START DATA SUPPLIED
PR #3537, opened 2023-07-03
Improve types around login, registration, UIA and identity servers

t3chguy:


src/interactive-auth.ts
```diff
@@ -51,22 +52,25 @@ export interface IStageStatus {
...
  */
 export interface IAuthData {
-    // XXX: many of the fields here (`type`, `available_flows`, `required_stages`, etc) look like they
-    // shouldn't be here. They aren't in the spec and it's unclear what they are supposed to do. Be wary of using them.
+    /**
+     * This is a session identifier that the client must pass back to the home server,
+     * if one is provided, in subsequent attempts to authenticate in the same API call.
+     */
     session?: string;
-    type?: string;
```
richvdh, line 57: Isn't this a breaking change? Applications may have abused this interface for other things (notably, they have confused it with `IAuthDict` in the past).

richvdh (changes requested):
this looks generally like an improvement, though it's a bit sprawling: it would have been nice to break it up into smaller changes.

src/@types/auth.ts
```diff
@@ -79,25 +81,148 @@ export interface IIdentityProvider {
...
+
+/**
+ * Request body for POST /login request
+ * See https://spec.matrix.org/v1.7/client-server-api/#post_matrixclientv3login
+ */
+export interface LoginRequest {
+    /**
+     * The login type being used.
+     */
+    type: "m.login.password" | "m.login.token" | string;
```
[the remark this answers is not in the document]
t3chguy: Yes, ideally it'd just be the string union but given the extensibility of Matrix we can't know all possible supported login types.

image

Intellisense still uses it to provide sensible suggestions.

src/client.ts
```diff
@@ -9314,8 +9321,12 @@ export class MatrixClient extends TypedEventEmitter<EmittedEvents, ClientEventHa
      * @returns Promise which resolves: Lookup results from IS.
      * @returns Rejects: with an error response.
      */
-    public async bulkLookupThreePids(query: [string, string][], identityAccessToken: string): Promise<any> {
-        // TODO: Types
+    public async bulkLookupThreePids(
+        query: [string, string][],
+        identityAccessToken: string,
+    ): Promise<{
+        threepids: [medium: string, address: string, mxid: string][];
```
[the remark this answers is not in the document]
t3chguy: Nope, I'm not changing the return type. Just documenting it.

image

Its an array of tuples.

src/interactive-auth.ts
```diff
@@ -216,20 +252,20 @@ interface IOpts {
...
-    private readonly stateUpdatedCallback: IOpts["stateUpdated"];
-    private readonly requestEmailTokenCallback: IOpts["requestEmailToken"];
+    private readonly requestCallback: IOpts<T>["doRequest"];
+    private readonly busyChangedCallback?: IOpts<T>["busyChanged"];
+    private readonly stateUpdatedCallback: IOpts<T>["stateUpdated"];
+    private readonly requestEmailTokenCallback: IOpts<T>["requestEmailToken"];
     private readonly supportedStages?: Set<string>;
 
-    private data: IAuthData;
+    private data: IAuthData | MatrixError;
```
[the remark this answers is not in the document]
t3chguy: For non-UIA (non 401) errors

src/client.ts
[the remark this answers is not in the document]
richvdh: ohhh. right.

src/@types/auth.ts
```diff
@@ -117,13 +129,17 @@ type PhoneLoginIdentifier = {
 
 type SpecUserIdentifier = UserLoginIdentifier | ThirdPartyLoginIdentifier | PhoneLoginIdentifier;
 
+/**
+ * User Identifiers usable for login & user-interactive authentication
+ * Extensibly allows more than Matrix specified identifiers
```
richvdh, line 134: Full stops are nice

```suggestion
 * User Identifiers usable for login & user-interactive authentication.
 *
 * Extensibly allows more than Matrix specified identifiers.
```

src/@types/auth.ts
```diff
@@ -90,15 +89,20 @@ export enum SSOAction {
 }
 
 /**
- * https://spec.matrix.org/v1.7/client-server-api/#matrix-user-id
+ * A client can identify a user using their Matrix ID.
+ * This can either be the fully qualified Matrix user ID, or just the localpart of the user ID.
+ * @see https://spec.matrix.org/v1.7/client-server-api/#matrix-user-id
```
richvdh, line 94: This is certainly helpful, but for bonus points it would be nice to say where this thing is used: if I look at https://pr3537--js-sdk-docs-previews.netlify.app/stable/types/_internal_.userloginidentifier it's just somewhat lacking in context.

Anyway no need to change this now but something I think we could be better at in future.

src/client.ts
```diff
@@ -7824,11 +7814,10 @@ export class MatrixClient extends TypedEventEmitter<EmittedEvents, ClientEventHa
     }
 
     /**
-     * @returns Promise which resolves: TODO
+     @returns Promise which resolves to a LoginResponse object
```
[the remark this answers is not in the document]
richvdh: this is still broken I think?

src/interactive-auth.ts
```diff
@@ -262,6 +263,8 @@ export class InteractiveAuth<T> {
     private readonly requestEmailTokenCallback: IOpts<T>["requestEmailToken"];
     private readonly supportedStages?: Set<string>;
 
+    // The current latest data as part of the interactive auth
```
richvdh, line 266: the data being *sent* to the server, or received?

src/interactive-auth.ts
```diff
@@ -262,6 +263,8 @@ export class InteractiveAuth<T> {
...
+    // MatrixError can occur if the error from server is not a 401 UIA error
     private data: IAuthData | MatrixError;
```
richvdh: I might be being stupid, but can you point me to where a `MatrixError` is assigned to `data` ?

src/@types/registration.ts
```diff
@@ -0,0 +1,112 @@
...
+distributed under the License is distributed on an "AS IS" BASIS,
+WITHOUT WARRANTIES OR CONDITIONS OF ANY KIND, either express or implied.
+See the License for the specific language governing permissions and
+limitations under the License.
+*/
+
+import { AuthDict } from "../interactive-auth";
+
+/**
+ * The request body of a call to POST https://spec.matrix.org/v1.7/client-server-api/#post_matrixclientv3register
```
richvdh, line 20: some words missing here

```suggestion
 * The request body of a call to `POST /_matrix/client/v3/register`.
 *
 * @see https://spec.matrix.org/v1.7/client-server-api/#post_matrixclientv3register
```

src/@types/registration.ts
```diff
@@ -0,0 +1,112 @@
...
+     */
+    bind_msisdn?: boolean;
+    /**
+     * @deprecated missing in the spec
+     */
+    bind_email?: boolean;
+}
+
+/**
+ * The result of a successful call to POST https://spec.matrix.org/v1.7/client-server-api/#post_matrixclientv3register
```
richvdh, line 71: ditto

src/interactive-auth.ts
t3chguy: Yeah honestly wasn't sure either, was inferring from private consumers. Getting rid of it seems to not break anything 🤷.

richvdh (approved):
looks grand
END DATA SUPPLIED
[WHAT THE EXERCISE ASKS]
Respond with nothing but the number of lines in the data above that include the word "stateUpdated".

[SOLUTION TO THE EXERCISE]
2